* **Exercise aim**:
A word-for-word transcription of all the data is required.
*** Opening Input data ***
PR #322, opened 2023-02-01
API: update netplan_delete_connection() to avoid spawning another process

slyon:
## Description
This function has been calling into the python 'netplan set' command for historical reasons. We can now stay internal to libnetplan and execute the corresponding libnetplan functions directly.

Basically, we're now implementing inside this function in `util.c` what has previously been executed via `netplan/cli/commands/set.py`

## Checklist

### DIFF
--- a/src/util.c
+++ b/src/util.c
@@ -21,6 +21,7 @@
 #include <fnmatch.h>
 #include <errno.h>
 #include <string.h>
+#include <sys/mman.h>
 
 #include <glib.h>
 #include <glib/gprintf.h>
@@ -39,6 +40,8 @@ wifi_frequency_24;
 
 NETPLAN_ABI GHashTable*
 wifi_frequency_5;
+
+const gchar* FALLBACK_FILENAME = "70-netplan-set.yaml";
 
 typedef struct netplan_state_iterator RealStateIter;
 /**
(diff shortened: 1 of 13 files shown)


src/util.c
```diff
@@ -487,55 +489,88 @@ systemd_escape(char* string)
...
+    /* Create a new parser & state to hold our output YAML, ignoring the to be
+     * deleted Netdef from the patch */
+    output_parser = netplan_parser_new();
+    output_state = netplan_state_new();
 
-    if (!np_state->netdefs) {
+    rewind(patch);
+    if (   !netplan_parser_load_nullable_fields(output_parser, patch_fd, &error)
+        || !netplan_parser_load_yaml_hierarchy(output_parser, rootdir, &error)) {
         // LCOV_EXCL_START
```
sil2100, line 542: Just out of curiosity: why are we excluding those multiple error cases from coverage? Are they being tested in integration testing?

sil2100 (commented):
Looks good from my POV, but then again I don't really know the exact logic for `netplan set` anymore so I'm not leaving any Approval/Disapproval. Is the intent to move away from calling `netplan set` from inside the compiled netplan for various cases? Since I see dbus.c also uses `netplan set`.

I took a look on how `netplan set` is written and the workflow here at least makes sense.

src/util.c
slyon: Those are things which are really hard to test. They are not being tested in integration testing either. It's basically file system errors or errors in the emitter and/or parser of libyaml, which we cannot easily influence.

I guess I could mock some of the `netplan_` functions, when adding new unit tests as part of our new C based cmoka tests in `tests/ctest/`.. Maybe I should do this to test more of the error reporting cases.

slyon:
> Is the intent to move away from calling `netplan set` from inside the compiled netplan for various cases? Since I see dbus.c also uses `netplan set`.

Yes, indeed. We want to avoid spawning new processes from inside compiled (lib-)netplan. In the past all of `netplan set` including it's YAML parser was implemented in Python, so we just called into that python code from the libnetplan API. Now the parser is actually implemented in netplan itself, so a call of this library function would call into the python code, which would in turn call back into libnetplan. We want to avoid this libnetplan -> python -> libnetplan back and forth.

`dbus.c` is a mess and should be refactored eventually consuming all of the new API. But it's also a stand-alone binary, so not that much of a problem as calling back and forth into the library.

src/util.c
```diff
@@ -487,55 +489,88 @@ systemd_escape(char* string)
...
+        || !netplan_state_import_parser_results(input_state, input_parser, &error)) {
+        g_warning("netplan_delete_connection: Cannot parse input: %s\n", error->message);
+        ret = FALSE;
+        goto cleanup;
+    }
+
+    /* find specified netdef in input state */
+    nd = netplan_state_get_netdef(input_state, id);
+    if (!nd) {
+        g_fprintf(stderr, "netplan_delete_connection: Cannot delete %s, does not exist.", id);
```
ogayot, line 514: You seem to have mix of calls to g_fprintf() with patterns [having / having no] trailing "\n".
I think at least for this occurrence, it is missing the "\n" (unless `g_fprintf` adds it automatically: I'm not familiar with glib).

I can't speak for the other occurrences where the pattern ends in "%s". You might expect that the parameter (i.e. error message) contains the the final "\n".

Also, you might want to change `"Cannot delete %s, does not exist/"` by `"Cannot delete %s: does not exist."` but this is beyond nitpick :)

src/util.c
*** Closing Input data ***
* **Answer to this problem**:
PR #322, opened 2023-02-01
API: update netplan_delete_connection() to avoid spawning another process

slyon:
## Description
This function has been calling into the python 'netplan set' command for historical reasons. We can now stay internal to libnetplan and execute the corresponding libnetplan functions directly.

Basically, we're now implementing inside this function in `util.c` what has previously been executed via `netplan/cli/commands/set.py`

## Checklist

### DIFF
--- a/src/util.c
+++ b/src/util.c
@@ -21,6 +21,7 @@
 #include <fnmatch.h>
 #include <errno.h>
 #include <string.h>
+#include <sys/mman.h>
 
 #include <glib.h>
 #include <glib/gprintf.h>
@@ -39,6 +40,8 @@ wifi_frequency_24;
 
 NETPLAN_ABI GHashTable*
 wifi_frequency_5;
+
+const gchar* FALLBACK_FILENAME = "70-netplan-set.yaml";
 
 typedef struct netplan_state_iterator RealStateIter;
 /**
(diff shortened: 1 of 13 files shown)


src/util.c
```diff
@@ -487,55 +489,88 @@ systemd_escape(char* string)
...
+    /* Create a new parser & state to hold our output YAML, ignoring the to be
+     * deleted Netdef from the patch */
+    output_parser = netplan_parser_new();
+    output_state = netplan_state_new();
 
-    if (!np_state->netdefs) {
+    rewind(patch);
+    if (   !netplan_parser_load_nullable_fields(output_parser, patch_fd, &error)
+        || !netplan_parser_load_yaml_hierarchy(output_parser, rootdir, &error)) {
         // LCOV_EXCL_START
```
sil2100, line 542: Just out of curiosity: why are we excluding those multiple error cases from coverage? Are they being tested in integration testing?

sil2100 (commented):
Looks good from my POV, but then again I don't really know the exact logic for `netplan set` anymore so I'm not leaving any Approval/Disapproval. Is the intent to move away from calling `netplan set` from inside the compiled netplan for various cases? Since I see dbus.c also uses `netplan set`.

I took a look on how `netplan set` is written and the workflow here at least makes sense.

src/util.c
slyon: Those are things which are really hard to test. They are not being tested in integration testing either. It's basically file system errors or errors in the emitter and/or parser of libyaml, which we cannot easily influence.

I guess I could mock some of the `netplan_` functions, when adding new unit tests as part of our new C based cmoka tests in `tests/ctest/`.. Maybe I should do this to test more of the error reporting cases.

slyon:
> Is the intent to move away from calling `netplan set` from inside the compiled netplan for various cases? Since I see dbus.c also uses `netplan set`.

Yes, indeed. We want to avoid spawning new processes from inside compiled (lib-)netplan. In the past all of `netplan set` including it's YAML parser was implemented in Python, so we just called into that python code from the libnetplan API. Now the parser is actually implemented in netplan itself, so a call of this library function would call into the python code, which would in turn call back into libnetplan. We want to avoid this libnetplan -> python -> libnetplan back and forth.

`dbus.c` is a mess and should be refactored eventually consuming all of the new API. But it's also a stand-alone binary, so not that much of a problem as calling back and forth into the library.

src/util.c
```diff
@@ -487,55 +489,88 @@ systemd_escape(char* string)
...
+        || !netplan_state_import_parser_results(input_state, input_parser, &error)) {
+        g_warning("netplan_delete_connection: Cannot parse input: %s\n", error->message);
+        ret = FALSE;
+        goto cleanup;
+    }
+
+    /* find specified netdef in input state */
+    nd = netplan_state_get_netdef(input_state, id);
+    if (!nd) {
+        g_fprintf(stderr, "netplan_delete_connection: Cannot delete %s, does not exist.", id);
```
ogayot, line 514: You seem to have mix of calls to g_fprintf() with patterns [having / having no] trailing "\n".
I think at least for this occurrence, it is missing the "\n" (unless `g_fprintf` adds it automatically: I'm not familiar with glib).

I can't speak for the other occurrences where the pattern ends in "%s". You might expect that the parameter (i.e. error message) contains the the final "\n".

Also, you might want to change `"Cannot delete %s, does not exist/"` by `"Cannot delete %s: does not exist."` but this is beyond nitpick :)

src/util.c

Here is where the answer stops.